I made a little progress but haven't solved this yet. When you run the current code, it prints out the current weights for the first layer and waits for a key press. Then it prints out the reshaped weights from the flay vector that will replace it. This works now. Then it tries to reassign the weights, but when it prints them out they have not changed. Here is the output I get:

tensor([[-0.0036,  0.0385, -0.0130,  ...,  0.0092, -0.0114, -0.0004],
        [ 0.0153,  0.0406, -0.0066,  ..., -0.0119, -0.0211, -0.0102],
        [ 0.0315, -0.0085,  0.0042,  ...,  0.0106,  0.0268, -0.0183],
        ...,
        [-0.0092, -0.0170,  0.0120,  ..., -0.0403, -0.0352,  0.0042],
        [ 0.0384, -0.0289, -0.0107,  ..., -0.0036,  0.0246, -0.0060],
        [-0.0024, -0.0051,  0.0355,  ..., -0.0236,  0.0429, -0.0369]],
       device='cuda:0')
Press
tensor([[1., 1., 1.,  ..., 1., 1., 1.],
        [1., 1., 1.,  ..., 1., 1., 1.],
        [1., 1., 1.,  ..., 1., 1., 1.],
        ...,
        [1., 1., 1.,  ..., 1., 1., 1.],
        [1., 1., 1.,  ..., 1., 1., 1.],
        [1., 1., 1.,  ..., 1., 1., 1.]], dtype=torch.float64)
Press
tensor([[-0.0036,  0.0385, -0.0130,  ...,  0.0092, -0.0114, -0.0004],
        [ 0.0153,  0.0406, -0.0066,  ..., -0.0119, -0.0211, -0.0102],
        [ 0.0315, -0.0085,  0.0042,  ...,  0.0106,  0.0268, -0.0183],
        ...,
        [-0.0092, -0.0170,  0.0120,  ..., -0.0403, -0.0352,  0.0042],
        [ 0.0384, -0.0289, -0.0107,  ..., -0.0036,  0.0246, -0.0060],
        [-0.0024, -0.0051,  0.0355,  ..., -0.0236,  0.0429, -0.0369]],
       device='cuda:0')
Press

I wonder if I have to explicitly send the changes to device='cuda:0'. I also wonder if @nazaruka will have the same problem when using cpu as the device instead.
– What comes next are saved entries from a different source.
Issue #5298, opened 2024-07-01
[Bug]: getTextContentFromNodes not handling atoms correctly


artursvonda:
### Affected Packages

core

### Version(s)

2.4.0

### Bug Description

When using input rules on content that contains atoms (like mentions), the content of the node may be longer than 1 char which causes the `getTextContentFromNodes` to calculate position / length incorrectly.
That's mitigated by returning single char from `renderText`, but it also means copy/paste is not working properly.

### Browser Used

Chrome

### Expected Behavior

Atom content should be included in full. Or we need to change how we get content for atoms.

### Dependency Updates

- [X] Yes, I've updated all my dependencies.

nperez0111:
Should be resolved now

PR #5321, opened 2024-07-09
fix: take atom content in full

artursvonda:
## Changes Overview
Make sure that atoms are used in-full without cutting the content. Node size for atoms is 1 which causes text to be cut unexpectedly.

## Implementation Approach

nazaruka commented 5 years ago

We know for a fact that the initialization works because I receive the following output when calling for print statements on solutions[i] and the layers' data:

solutions[0] = [-0.70375955 -0.02706597 -0.64225479 ... 0.62566792 0.73304887 0.08024593] First line of first layer: tensor([[-0.7038, -0.0271, -0.6423, ..., -0.0540, -0.0682, 0.4632], Last line of last layer: tensor([0.7952, 0.9370, 0.4612, -0.1530, 0.1014, 0.6257, 0.2201, -0.6740, 0.2653, 0.6257, 0.7330, 0.0802])

New layers are successfully initialized for every episode. I'm going to run without rendering or printing to see if it will work across genomes while I comment the code out.